### [MATERIAL FOR THIS EXERCISE]
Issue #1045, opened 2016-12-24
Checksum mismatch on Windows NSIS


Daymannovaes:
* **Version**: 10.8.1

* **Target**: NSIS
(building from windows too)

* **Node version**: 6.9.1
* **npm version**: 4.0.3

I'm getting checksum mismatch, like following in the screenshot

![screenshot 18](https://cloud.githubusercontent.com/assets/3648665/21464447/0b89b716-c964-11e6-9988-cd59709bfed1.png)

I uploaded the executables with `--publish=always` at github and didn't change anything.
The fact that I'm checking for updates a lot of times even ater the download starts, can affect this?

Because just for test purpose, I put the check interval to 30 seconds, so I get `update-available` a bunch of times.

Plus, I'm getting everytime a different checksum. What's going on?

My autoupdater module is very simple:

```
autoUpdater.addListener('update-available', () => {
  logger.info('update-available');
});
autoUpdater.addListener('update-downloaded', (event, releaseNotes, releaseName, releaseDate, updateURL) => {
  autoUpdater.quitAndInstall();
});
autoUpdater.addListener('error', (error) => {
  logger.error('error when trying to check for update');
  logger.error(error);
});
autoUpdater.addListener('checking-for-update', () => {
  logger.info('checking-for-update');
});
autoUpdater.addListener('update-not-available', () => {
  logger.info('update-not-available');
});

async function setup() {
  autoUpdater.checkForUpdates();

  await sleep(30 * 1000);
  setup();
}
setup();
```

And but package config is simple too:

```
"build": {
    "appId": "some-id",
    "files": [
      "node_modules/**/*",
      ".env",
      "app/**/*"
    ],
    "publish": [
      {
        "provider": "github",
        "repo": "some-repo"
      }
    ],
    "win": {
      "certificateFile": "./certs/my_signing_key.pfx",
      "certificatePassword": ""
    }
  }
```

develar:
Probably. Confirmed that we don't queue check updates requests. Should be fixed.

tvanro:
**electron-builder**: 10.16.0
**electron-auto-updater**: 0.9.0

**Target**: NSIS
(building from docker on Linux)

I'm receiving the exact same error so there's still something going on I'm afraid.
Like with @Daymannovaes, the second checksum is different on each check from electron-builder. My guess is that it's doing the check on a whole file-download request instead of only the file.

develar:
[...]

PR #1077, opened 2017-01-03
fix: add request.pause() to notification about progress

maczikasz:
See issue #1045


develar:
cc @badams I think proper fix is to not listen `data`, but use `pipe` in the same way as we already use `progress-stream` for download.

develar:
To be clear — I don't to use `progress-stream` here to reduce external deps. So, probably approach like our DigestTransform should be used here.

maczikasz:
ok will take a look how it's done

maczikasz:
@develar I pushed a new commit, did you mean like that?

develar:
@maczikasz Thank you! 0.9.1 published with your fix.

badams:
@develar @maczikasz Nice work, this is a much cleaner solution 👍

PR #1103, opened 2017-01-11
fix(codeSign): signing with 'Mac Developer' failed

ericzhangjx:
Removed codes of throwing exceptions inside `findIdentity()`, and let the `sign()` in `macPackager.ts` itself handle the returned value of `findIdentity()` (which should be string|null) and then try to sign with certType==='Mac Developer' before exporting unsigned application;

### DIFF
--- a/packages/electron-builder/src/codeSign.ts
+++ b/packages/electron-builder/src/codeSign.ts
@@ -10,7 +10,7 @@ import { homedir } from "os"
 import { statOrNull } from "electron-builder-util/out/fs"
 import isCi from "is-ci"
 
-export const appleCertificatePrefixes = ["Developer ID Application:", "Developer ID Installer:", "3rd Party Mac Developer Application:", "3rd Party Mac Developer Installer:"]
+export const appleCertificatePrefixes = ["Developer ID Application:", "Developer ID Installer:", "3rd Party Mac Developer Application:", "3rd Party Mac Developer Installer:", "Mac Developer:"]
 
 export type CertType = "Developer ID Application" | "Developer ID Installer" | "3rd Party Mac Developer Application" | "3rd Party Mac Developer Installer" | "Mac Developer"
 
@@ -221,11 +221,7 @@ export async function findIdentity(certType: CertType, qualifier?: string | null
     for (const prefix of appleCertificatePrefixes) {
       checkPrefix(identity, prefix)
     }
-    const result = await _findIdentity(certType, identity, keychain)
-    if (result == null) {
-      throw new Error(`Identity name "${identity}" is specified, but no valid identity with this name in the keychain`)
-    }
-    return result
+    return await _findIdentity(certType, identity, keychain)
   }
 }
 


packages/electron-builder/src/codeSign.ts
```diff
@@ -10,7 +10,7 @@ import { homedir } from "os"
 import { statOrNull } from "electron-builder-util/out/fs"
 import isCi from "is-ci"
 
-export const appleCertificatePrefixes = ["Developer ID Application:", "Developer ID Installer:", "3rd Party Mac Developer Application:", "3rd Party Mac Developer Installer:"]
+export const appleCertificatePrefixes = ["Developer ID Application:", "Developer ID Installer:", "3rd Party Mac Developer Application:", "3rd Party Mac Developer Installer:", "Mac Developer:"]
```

### [TASK OBJECTIVE]
Which lines in the listing hold the word "info"? Copy them out.

### [SOLVED PROBLEM]
  logger.info('update-available');
  logger.info('checking-for-update');
  logger.info('update-not-available');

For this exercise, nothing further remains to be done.